*Activity*: Copy, from the entries below, each line in which the string "buildPlugin" appears.

*Exercise material*:
PR #917, opened 2025-03-19
feat(buildPlugin): use a spot agent for the first try, normal one for the second

smerle33:
as per https://github.com/jenkins-infra/helpdesk/issues/4598

try on a spot instance first, and fall back on a non spot one for the second try

⚠️ Need to be tested, do not merge ⚠️

### DIFF
--- a/vars/buildPlugin.groovy
+++ b/vars/buildPlugin.groovy
@@ -38,30 +38,35 @@ def call(Map params = [:]) {
     boolean skipTests = params?.tests?.skip
     boolean addToolEnv = !useContainerAgent
 
-    if (useContainerAgent) {
-      if (platform == 'linux' || platform == 'windows') {
-        def agentContainerLabel = jdk == '8' ? 'maven' : 'maven-' + jdk
-        if (platform == 'windows') {
-          agentContainerLabel += '-windows'
-        }
-        label = agentContainerLabel
-      }
-    } else {
-      switch(platform) {
-        case 'windows':
-          label = 'docker-windows'
-          break
-        case 'linux':
-          label = 'vm && linux'
-          break
-        default:
-          echo "WARNING: Unknown Virtual Machine platform '${platform}'. Set useContainerAgent to 'true' unless you want to be in uncharted territory."
-          label = platform
-      }
-    }
-
     tasks[stageIdentifier] = {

*Task result*:
feat(buildPlugin): use a spot agent for the first try, normal one for the second
--- a/vars/buildPlugin.groovy
+++ b/vars/buildPlugin.groovy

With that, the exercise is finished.